Simon French: Brexit a Long, Slow Drag on U.K.

Prime Minister Theresa May said opportunities for the U.K. are “greater than ever” and called for the country to unite in 2017 as she prepares to formally trigger two years of talks to withdraw Britain from the European Union.

In a New Year’s message, the premier said she’ll bear in mind the interests of both the 52 percent of voters who backed Brexit and the 48 percent who opposed it when she negotiates a deal with her 27 EU counterparts. May quoted murdered opposition Labour Party lawmaker Jo Cox, who said: “We are far more united and have far more in common than that which divides us.”

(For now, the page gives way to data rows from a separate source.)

Issue #10302, opened 2022-04-21
Copying snapshot of running instance fails on non-thin LVM pools


tomponline:
```
lxc storage create lvm lvm lvm.use_thinpool=false
lxc init images:ubuntu/focal v1 --vm -s lvm
lxc snapshot v1
lxc copy v1/snap0 v2 # OK
lxc delete v2
lxc start v1
lxc copy v1/snap0 v2 # Fails with Error: Create instance from copy: Failed to deactivate LVM logical volume "/dev/lvm/virtual-machines_v1.block": Failed to run: lvchange --activate n --ignoreactivationskip /dev/lvm/virtual-machines_v1.block: Logical volume lvm/virtual-machines_v1.block in use.
```

tomponline:
This issue is due to the way that with non-thin LVM pools, activating a snapshot volume will also activate the origin volume (and vice versa).

It is also to do with the limitation the storage subsystem currently has around expressing the concept of a 2-stage "mount" (i.e that some volumes need both activating and mounting, and thus when stopping the operation we may only need to undo one of those actions depending on what was needed to "mount").

I think only affects the VM instance volumes, because only they have this form of mount duality.

PR #15162, opened 2025-03-12
Storage: Reference counts for LVM LV activation

MggMuggins:
When a thick LVM volume is activated, its snapshots are activated, and vice versa.

When I introduced snapshot attachment for VM volumes (https://github.com/canonical/lxd/pull/14930), it became possible for a snapshot to be mounted independently of its parent volume. The [previous logic](https://github.com/canonical/lxd/commit/44d4b432fb032fc57084afe4cad08d71979c7ae1) (see https://github.com/canonical/lxd/issues/10302) allowed for snapshots to be mounted while their parent volumes were mounted, but not vice versa.

In order to correctly identify when an LV can be safely deactivated, this introduces a reference count for LVs to prevent deactivation of an LV which was activated by another instance/operation.

### DIFF
--- a/lxd/storage/drivers/driver_lvm_volumes.go
+++ b/lxd/storage/drivers/driver_lvm_volumes.go
@@ -804,54 +804,44 @@ func (d *lvm) UnmountVolume(vol Volume, keepBlockDev bool, op *operations.Operat
 
 	refCount := vol.MountRefCountDecrement()
 
+	// For VMs, unmount the filesystem volume.
+	if vol.IsVMBlock() {
+		fsVol := vol.NewVMBlockFilesystemVolume()
+		ourUnmount, err = d.UnmountVolume(fsVol, false, op)
+		if err != nil {
+			return false, err
+		}
+	}
+
+	if refCount > 0 {
+		d.logger.Debug("Skipping unmount as in use", logger.Ctx{"volName": vol.name, "refCount": refCount})
+		return false, ErrInUse
+	}
+
 	// Check if already mounted.
 	if vol.contentType == ContentTypeFS && filesystem.IsMountPoint(mountPath) {
-		if refCount > 0 {
-			d.logger.Debug("Skipping unmount as in use", logger.Ctx{"volName": vol.name, "refCount": refCount})
-			return false, ErrInUse
-		}
-
 		err = TryUnmount(mountPath, 0)
 		if err != nil {
 			return false, fmt.Errorf("Failed to unmount LVM logical volume: %w", err)
 		}
 
-		d.logger.Debug("Unmounted logical volume", logger.Ctx{"volName": vol.name, "path": mountPath, "keepBlockDev": keepBlockDev})
-
-		// We only deactivate filesystem volumes if an unmount was needed to better align with our
-		// unmount return value indicator.
-		if !keepBlockDev {
-			_, err = d.deactivateVolume(vol)
-			if err != nil {
-				return false, err
-			}
-		}
-
 		ourUnmount = true
 	} else if vol.contentType == ContentTypeBlock {
-		// For VMs, unmount the filesystem volume.
-		if vol.IsVMBlock() {
-			fsVol := vol.NewVMBlockFilesystemVolume()
-			ourUnmount, err = d.UnmountVolume(fsVol, false, op)
-			if err != nil {
-				return false, err
-			}
-		}
-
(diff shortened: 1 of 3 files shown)


lxd/storage/drivers/driver_lvm_volumes.go
```diff
@@ -803,55 +803,44 @@ func (d *lvm) UnmountVolume(vol Volume, keepBlockDev bool, op *operations.Operat
 	mountPath := vol.MountPath()
 
 	refCount := vol.MountRefCountDecrement()
+	if refCount > 0 {
```
tomponline, line 806: I am concerned that by moving this check here we are no longer calling d.UnmountVolume for the vol.NewVMBlockFilesystemVolume() volume first, which means we've not given this outer UnmountVolume request to also decrement the associated config filesystem volume for VM.

I think we need to ensure both VM volumes have their ref counts decremented before checking the ref count is >0 for either of them.

tomponline: Otherwise, say both volumes are activated/mounted and the ref counter sits at 2 for both:

The first outer UnmountVolume() is called, and the VM block volume's ref counter is decremented to 1, but the VM filesystem volume's ref counter still sits at 2.

Then we check if the VM block volume's ref counter is >0, which it is, so we return an ErrInUse error.
This leaves the VM block's ref counter at 1 and the VM filesystem's ref counter at 2.

Later the other user of the volume finishes and calls UnmountVolume() again.
This time the VM block volume's ref counter is again decremented, now sits at 0.
Its no longer in use, so we call the VM config filesystem volume's UnmountVolume(), but this decrements the ref counter from 2 to 1, and is then considered to be in use and the unmount attempt fails with ErrInUse.

MggMuggins: Good catch; I shuffled this around a bit so both refcounts between the VM FS vol and the VM block vol should stay the same.

MggMuggins: In order to catch this bug in the tests, it would require two VMs, both running, to have the same `virtual-machine` volume attached. The tests I have only ever start [one VM](https://github.com/canonical/lxd-ci/blob/main/tests/storage-volumes-vm#L271). Adding a commit that will test this, but it comes at the cost of another VM boot.

MggMuggins: :+1:

lxd/storage/drivers/driver_lvm_volumes.go
```diff
@@ -804,54 +805,59 @@ func (d *lvm) UnmountVolume(vol Volume, keepBlockDev bool, op *operations.Operat
...
-		if refCount > 0 {
-			d.logger.Debug("Skipping unmount as in use", logger.Ctx{"volName": vol.name, "refCount": refCount})
-			return false, ErrInUse
+	// For VMs, unmount the filesystem volume.
+	if vol.IsVMBlock() {
+		fsVol := vol.NewVMBlockFilesystemVolume()
+		ourUnmount, err = d.UnmountVolume(fsVol, false, op)
+
+		// If the VMBlockFilesystem volume is still in use, we use the refCount
+		// of the block volume instead.
```
MggMuggins, line 814: Sorry to push back on this, but I'm still not clear on why this will break if the FS volume is mounted on its own. If some future code calls `MountVolume` on just the FS volume, then we expect that code to also call `UnmountVolume`, so it should keep the refCount accurate.

I guess the real question for me here is: why should trying to unmount the block volume return ErrInUse if the FS volume is still mounted elsewhere? This code (to my knowledge) just considers them as separate volumes for the purpose of refCounting.

I'm just not sure I understand the situation that breaks this :slightly_frowning_face:

tomponline: No worries, quite alright.

My worry here is that we are ignoring an InUse error from the underlying VM config filesystem volume and masking it to the caller of `UnmountVolume` of the VM block volume itself, which previously we did not.

Now, because at the current time our expectation is that the ref counters for the VM block volume and the VM config filesystem volume are in lock-step, this shouldnt cause a problem in practice as on line 820 we are then detecting the refCount > 0 of the VM block volume and returning `ErrInUse` anyway.

So I think the comment we discussed adding on line 813 should be more a statement of that assumption and why its ok to ignore the ErrInUse error there.

tomponline (approved):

“We all want to see a Britain that is stronger than it is today; we all want a country that is fairer so that everyone has the chance to succeed. We all want a nation that is safe and secure for our children and grandchildren,” May said in the video message. “When I sit around the negotiating table in Europe this year, it will be with that in mind -- the knowledge that I am there to get the right deal, not just for those who voted to leave, but for every single person in this country.”

May aims to invoke Article 50 of the EU’s Lisbon Treaty, the formal trigger for two years of divorce proceedings, by the end of March. Polls show few Britons have changed their minds on Brexit since the June referendum, and the prime minister is under pressure from “Leave” campaigners who want a clean break with the EU and “Remain” supporters who want to retain close ties with the bloc.

May said she’ll aim to remove barriers to aspiration and secure a “better deal” for working people. At the same time, she said the country’s “shared interests and ambitions can bring us together.”

“The referendum laid bare some further divisions in our country -- between those who are prospering, and those who are not; those who can easily buy their own home, send their children to a great school, find a secure job, and those who cannot; in short, those for whom our country works well, and those for whom it does not,” May said. “This is the year we need to pull down these barriers that hold people back, securing a better deal at home for ordinary, working people.”